I went to the store for a nicotine refill which came in the form of the fry cook, who I’m pretty sure was just selling off his own stash. With that in mind, he could have ripped me off a lot more than he did. If he’d told me they were $100 a pack I would have paid it. Got my French toast fix at the Red Moose cafe and then was back on trail by 11am. It was a seven mile climb up and around the Sierra Buttes, but whether thanks to the carb loading or because I’m just a machine now, it went by painlessly. The trail went through shaded woods at first before depositing me on an ridge below the towering Buttes. It was exposed, rocky and uphill – the classic PCT trifecta.
At the top I was ecstatic to discover another dose of trail magic, and sipped my coke while sitting in an actual chair, the height of luxury. We decided to take the blue blaze trail for the next six miles as the actual PCT went down into a valley and back up again rather than going along the top like a normal person. Three miles before camp there was MORE trail magic in the form of a dude giving out sparkling water, particularly welcome given my planned water source turned out to be a mud puddle. We soldiered on the last three miles, getting water from Pauley Seep, which was about as appetising as it sounds, then collapsed into camp after our second marathon day in a row.
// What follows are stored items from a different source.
PR #739, opened 2017-01-02
Update Buster Whelp of the Destruction Swordsman and so on ( Added Commits 01-05-2017 )

Hello23-Ygopro:
The OCG effect is translated as :

> ③: If this card is in the Graveyard and "Buster · Braider" **exists in your field**, you can cast it by discarding 1 "Destroyed Sword" card from your hand. Special summon this card from the Graveyard.

If Buster Blader is an Equip Card , and is your only Buster Blader , u should still be able to SpSummon Buster Whelp

### DIFF
--- a/c21414674.lua
+++ b/c21414674.lua
@@ -15,5 +15,5 @@ end
 function c21414674.spcon(e,c)
 	if c==nil then return true end
 	return Duel.GetLocationCount(c:GetControler(),LOCATION_MZONE)>0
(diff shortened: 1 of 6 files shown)


DailyShana:
for card desc before 9th series (without ①②etc.), I don't know whether the equip cards match the conditions in these effects.

Hello23-Ygopro:
i noticed their OCG effects were outdated .. i guess its better to wait for an updated Effect , or make sure at the FAQ or OCG office before accepting edits on them , Thank you

PR #742, opened 2017-01-04
add missing category & shuffle hand for Allure of Darkness

Hello23-Ygopro:
- Added `CATEGORY_REMOVE` because the effect includes you banishing a DARK monster

- Added `Duel.ShuffleHand(p)`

Day Seventy-eight, miles 1216.5-1244.6
Today was filled with the most stunning scenery, there must have been about twenty different shades of green in the forest from the moss on the trees to the pine trees to the plants next to trail, with splashes of wildflowers dotted about. The trail went up and down relentlessly – the elevation map looked like the ECG of someone who was not long for this world.
All the water today was off trail, so there were a few detours and long carries. I checked my remaining dinner to see how much water it needed – I’d thought it was some beans and rice combo I’d bought in an attempt to be healthy, which was why I’d left it until last – but I was ecstatic to find it was actually a packet of mac n cheese. The resultant euphoria carried me through the next few miles of burn zone with dozens of skinny black trees poking into the deep blue sky. Even though what they represent is obviously terrible, they were weirdly beautiful in a stark sort of way. So I was enjoying the views until the trail became so overgrown with the gorse that pops up after a wildfire that it ripped open all the old cuts on my legs and added about a hundred new ones. Oh well. Town tomorrow!